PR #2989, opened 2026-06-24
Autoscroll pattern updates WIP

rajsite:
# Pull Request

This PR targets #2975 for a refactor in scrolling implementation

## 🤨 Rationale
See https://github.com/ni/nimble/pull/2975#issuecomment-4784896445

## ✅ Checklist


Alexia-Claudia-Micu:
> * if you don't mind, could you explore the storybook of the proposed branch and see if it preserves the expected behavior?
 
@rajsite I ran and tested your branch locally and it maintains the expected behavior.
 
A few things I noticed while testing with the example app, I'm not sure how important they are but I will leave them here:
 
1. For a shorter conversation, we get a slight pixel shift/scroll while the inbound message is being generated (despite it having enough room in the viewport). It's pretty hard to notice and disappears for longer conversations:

Exercise prompt ▸
Using the same words as the original, repeat the records above.

Result ▸
PR #2989, opened 2026-06-24
Autoscroll pattern updates WIP

rajsite:
# Pull Request

This PR targets #2975 for a refactor in scrolling implementation

## 🤨 Rationale
See https://github.com/ni/nimble/pull/2975#issuecomment-4784896445

## ✅ Checklist


Alexia-Claudia-Micu:
> * if you don't mind, could you explore the storybook of the proposed branch and see if it preserves the expected behavior?
 
@rajsite I ran and tested your branch locally and it maintains the expected behavior.
 
A few things I noticed while testing with the example app, I'm not sure how important they are but I will leave them here:
 
1. For a shorter conversation, we get a slight pixel shift/scroll while the inbound message is being generated (despite it having enough room in the viewport). It's pretty hard to notice and disappears for longer conversations:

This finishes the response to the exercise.